Note: 4k HDR video has a max framerate of 30fps, limited by IMX274 sensor.

2.5. Design Files

The design source files are available at https://github.com/Xilinx/vck190-pcie-trd.git It has the following contents:

  • Petalinux Board Support Package (BSP)

  • Vivado hardware platform project

  • Vitis accelerator overlay project

  • PCIe host package

  • HTML Documentation sources

  • README file

The design file hierarchy is shown below:

vck190-pcie-trd
├── docs
├── overlays
│   ├── filter2d
│      ├── apps
│         └── filter2d-notebooks
│      └── kernels
│          ├── filter2d_combined
│          └── filter2d_pl
│   ├── Vitis_Libraries
│      └── vision
│   └── xvdpu
│       ├── apps
│          └── smart-mipi-app
│       └── kernels
│           ├── vitis_prj
│           └── xvdpu_ip
├── pcie_host_package
│   └── qdma
├── petalinux
│   └── xilinx-vck190-pcie-trd
├── platforms
│   ├── scripts
│   └── vivado
│       ├── ip
│       └── vck190_mipiRxSingle_hdmiTx
└── README.md

In the following tutorials, it is assumed that the design source files are cloned into a directory referred to as $working_dir, e.g.
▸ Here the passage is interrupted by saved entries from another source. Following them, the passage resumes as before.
PR #389, opened 2022-07-03
feat: support lambda -> sqs -> sns -> lambda

saartochner:


.circleci/config.yml
```diff
@@ -78,6 +78,9 @@ jobs:
           cd ..
           git clone git@github.com:lumigo-io/larn.git
     - checkout
+    - run: apt-get update
+    - run: apt-get install jq
+    - run: npm install -g aws-cdk@1.125.0
```
efimk-lu, line 83: @moshe-shaham-lumigo why do you need CDK?

moshe-shaham-lumigo: because all integration tests now work with the new edge

efimk-lu: So all services will need this as part of their circle config?

moshe-shaham-lumigo: yes
everyone that uses the orb already have it

efimk-lu: ok, I would recommend updating our base docker at https://github.com/lumigo-io/utils/blob/master/deployment/ci-docker/Dockerfile it will improve our CI running time

moshe-shaham-lumigo (approved):

PR #394, opened 2022-09-07
fix: parse ddb partial request body

saartochner:


src/utils.ts
```diff
@@ -195,6 +195,14 @@ export const safeGet = (obj, arr, dflt = null) => {
   return current || dflt;
 };
 
+export const safeJsonParse = (obj, dflt = undefined) => {
```
doriaviram, line 198:
```suggestion
export const safeJsonParse = (obj, default = undefined) => {
```

doriaviram: You can use `safeExecute` inside

doriaviram (approved):

src/utils.ts
saartochner: Moved to `safeExecute`,
But couldn't change to `default` because this is a reserved word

export working_dir=/path/to/cloned/repo/vck190-pcie-trd

2.6. Licenses

The design includes files licensed by Xilinx, AMD, and third parties under the terms of the GNU General Public License, GNU Lesser General Public License, BSD License, MIT License, and other licenses. The file vck190_pcie_trd_third_party_licenses_and_source_2022_2.tar.gz contains the complete set of design source files and licenses. You are solely responsible for checking any files you use for notices and licenses and for complying with any terms applicable to your use of the design and any third party files supplied with the design.

Licensed under the Apache License, Version 2.0 (the “License”); you may not use this file except in compliance with the License.

You may obtain a copy of the License at http://www.apache.org/licenses/LICENSE-2.0

Unless required by applicable law or agreed to in writing, software distributed under the License is distributed on an “AS IS” BASIS, WITHOUT WARRANTIES OR CONDITIONS OF ANY KIND, either express or implied. See the License for the specific language governing permissions and limitations under the License.